Kevin Scott umreißt damit seinen ganzheitlichen Ansatz, der sich deutlich von der eher technischen Herangehensweise vieler Mitbewerber unterscheidet. Messen ja, daran führt natürlich kein Weg vorbei. Doch ihm geht es vor allem ums Hören unterschiedlicher komplexer Musik. Dabei greift er auf einen 30-jährigen Erfahrungsschatz beim Bewerten und Kombinieren von Bauteilen zurück und beschreibt sein Entwicklungsziel als bruchlose Integration sämtlicher Komponenten zu einem Ganzen, das sich am Ende aus dem akustischen Bild herausnimmt. 1990 gründete Scott, bekennender Röhren- und Hornlautsprecher-Liebhaber, seine Firma Living Voice und brachte im Jahr darauf mit dem „Air Partner“ seinen ersten DreiWege-Vollbereichs-Hornlautsprecher auf den Markt.
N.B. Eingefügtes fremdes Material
PR #119, opened 2019-12-10
Re-factor QueryBuilder and fix a few incorrect assumptions

mehcode:
- Receipt Status is a separate thing that needs checked separately
 - Payments were being generated for receipt queries


src/QueryBuilder.ts
```diff
@@ -6,219 +8,223 @@ import {
...
-        throwIfExceptional(responseHeader.getNodetransactionprecheckcode());
+                    await this._generatePaymentTransaction(client, node, this._paymentAmount);
+                } else if (this._maxPaymentAmount != null || client.maxQueryPayment != null) {
+                    node = client._randomNode();
 
-        return Hbar.fromTinybar(responseHeader.getCost());
-    }
+                    // TODO[2020-01-01]: Use `??` when we can
+                    const maxPaymentAmount: Hbar = this._maxPaymentAmount ||
+                        client.maxQueryPayment!;
```
abonander: I think we made `client.maxQueryPayment` default to 1 hbar and then the user can set it to 0 to disable payments.

src/util.ts
```diff
@@ -85,33 +84,24 @@ export function setTimeoutAwaitable(timeoutMs: number): Promise<null> {
...
-            "missing body from Response"
-        );
+export function timeoutPromise<T>(
+    ms: number,
+    promise: Promise<T>,
+    timedOutCallback: (reject: (reason: Error) => void) => void
+): Promise<T> {
+    const timeout = new Promise<T>((resolve, reject) => {
+        const timerId = setTimeout(() => {
+            clearTimeout(timerId);
```
abonander: `clearTimeout()` call shouldn't be necessary.

src/QueryBuilder.ts
mehcode: It does actually now that I double check the Client class.

PR #146, opened 2019-12-31
TransactionId Parity

danielakhterov:


src/Time.ts
```diff
@@ -0,0 +1,13 @@
+export class Time {
```
mehcode: Make sure to export this from exports

PR #154, opened 2020-01-04
Parity

danielakhterov:
- Make `TransactionReceipt.exchangeRateSet` be private
    - Make `Status` a class with static fields instead of enum
    - Implement `Status.toString()`
    - Fix encoding of `Int*Array` and `AddressArray`
    - Add test for encoding `Int*Array and `AddressArray`


src/Status.ts
```diff
@@ -1,108 +1,226 @@
...
+    public static readonly InvalidExchangeRateFile = new Status(98);
+    public static readonly InsufficientLocalCallGas = new Status(99);
+    public static readonly EntityNotAllowedToDelete = new Status(100);
+    public static readonly AuthorizationFailed = new Status(101);
+    public static readonly FileUploadedProtoInvalid = new Status(102);
+    public static readonly FileUploadedProtoNotSavedToDisk = new Status(103);
+    public static readonly FeeScheduleFilePartUploaded = new Status(104);
+    public static readonly ExchangeRateChangeLimitExceeded = new Status(105);
+
+    public readonly value: number;
```
mehcode: @abonander Thought on a name here? `code` perhaps?

src/Status.ts
```diff
@@ -1,108 +1,226 @@
...
+
+    public constructor(value: number) {
```
mehcode: I'd mark this constructor as private.

src/Status.ts
```diff
@@ -1,108 +1,226 @@
...
+            case Status.InvalidFeeFile.value: return "INVALID_FEE_FILE";
+            case Status.InvalidExchangeRateFile.value: return "INVALID_EXCHANGE_RATE_FILE";
+            case Status.InsufficientLocalCallGas.value: return "INSUFFICIENT_LOCAL_CALL_GAS";
+            case Status.EntityNotAllowedToDelete.value: return "ENTITY_NOT_ALLOWED_TO_DELETE";
+            case Status.AuthorizationFailed.value: return "AUTHORIZATION_FAILED";
+            case Status.FileUploadedProtoInvalid.value: return "FILE_UPLOADED_PROTO_INVALID";
+            case Status.FileUploadedProtoNotSavedToDisk.value: return "FILE_UPLOADED_PROTO_NOT_SAVED_TO_DISK";
+            case Status.FeeScheduleFilePartUploaded.value: return "FEE_SCHEDULE_FILE_PART_UPLOADED";
+            case Status.ExchangeRateChangeLimitExceeded.value: return "EXCHANGE_RATE_CHANGE_LIMIT_EXCEEDED";
+            default: return "UNKNOWN STATUS CODE";
```
mehcode:
```
UNKNOWN STATUS CODE (4120)
```

src/Status.ts
danielakhterov: Constructor is used in other file which is why it's public.

mehcode: Should still add some kind of doc there stating it's "unstable" or otherwise not intended for public use.

PR #157, opened 2020-01-08
Fix `FileInfoQuery.getCost()` returning 0 on deleted file

danielakhterov:


mehcode:
Please add comments around this stating _why_ we're doing this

Lautsprecher Stereo Living Voice Auditorium R25 Anniversary im Test, Bild 2Lautsprecher Stereo Living Voice Auditorium R25 Anniversary im Test, Bild 3Lautsprecher Stereo Living Voice Auditorium R25 Anniversary im Test, Bild 4Lautsprecher Stereo Living Voice Auditorium R25 Anniversary im Test, Bild 5Lautsprecher Stereo Living Voice Auditorium R25 Anniversary im Test, Bild 6Lautsprecher Stereo Living Voice Auditorium R25 Anniversary im Test, Bild 7Lautsprecher Stereo Living Voice Auditorium R25 Anniversary im Test, Bild 8Lautsprecher Stereo Living Voice Auditorium R25 Anniversary im Test, Bild 9
Weil ihm aber klar war, dass er mit großen Hörnern alleine seine Brötchen nicht würde verdienen können, stellte er ein Jahr später mit der AuditoriumSerie seine Brot-und-Butter-Linie vor. Als englischer Vertrieb von Kondo-Elektronik hatte er ideale Verstärker zur Hand, die Artefakte verstärkerseitig praktisch ausschlossen.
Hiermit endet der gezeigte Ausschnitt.